See Related Pages\(\)

\(\bullet\text{ Geometry Homepage}\)
\(\,\,\,\,\,\,\,\,\text{All the Best Topics…}\)

\(\bullet\text{ Area of Trapezoids}\)
\(\,\,\,\,\,\,\,\,\)\(A=\frac{1}{2}(b_1+b_2)\cdot h…\)

 

In Summary

A trapezoid is a four-sided polygon with one pair of parallel sides. The line that connects the midpoints of the non-parallel sides of a trapezoid is called the midsegment. The definition of a trapezoid midsegment is a line segment that lies in the middle of a trapezoid and connects the midpoints of the non-parallel sides of the trapezoid.

It is important to learn about trapezoid midsegments because they have several interesting properties and can be used in a variety of applications. Some properties are the midsegment of a trapezoid is parallel to the two bases (the parallel sides) the length is the average length of the two bases. Trapezoid midsegments are usually introduced in geometry classes, although they may also be covered in algebra and trigonometry courses.

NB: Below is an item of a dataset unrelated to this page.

Issue #3281, opened 2026-09-11
feat(supervisor): replace ip/nsenter netns+veth+route setup with rtnetlink + setns


akram:
## Problem Statement

`NetworkNamespace::create()` (and its teardown) in `crates/openshell-supervisor-process/src/netns/mod.rs` build the sandbox network namespace, veth pair, addresses, and routes by shelling out to `ip` — 32 call sites via `run_ip` / `run_ip_netns` / `run_ip_netns_output` — and to `nsenter` — 9 call sites, used to run `ip` inside the target namespace. Both binaries are resolved from the **workload image** (`IP_SEARCH_PATHS`, `NSENTER_SEARCH_PATHS`). A bare Alpine image ships only busybox `ip` (no `netns` subcommand) and no `nsenter` equivalent, so setup fails with `Network namespace creation failed ... iproute2 is installed`.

It is not clear who first discovered the concept of trapezoid midsegments. Geometry has been studied for thousands of years, and the concept of a midsegment likely arose naturally as a way to describe and analyze the properties of trapezoids. Some related topics to trapezoid midsegments include parallel lines, midpoints, and trapezoids in general. Other related concepts might include medians, altitudes, and areas of trapezoids.